[WORK TO BE COMPLETED] Using the data below, repeat all of it precisely.

Start of INFORMATION SUPPLIED

PR #4009, opened 2015-04-11
Add position rebuild to CMSPlugin.fix_tree

### LINKED ISSUE #3735: fix-tree command does not set position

End of INFORMATION SUPPLIED

[EXERCISE ANSWER]
PR #4009, opened 2015-04-11
Add position rebuild to CMSPlugin.fix_tree

### LINKED ISSUE #3735: fix-tree command does not set position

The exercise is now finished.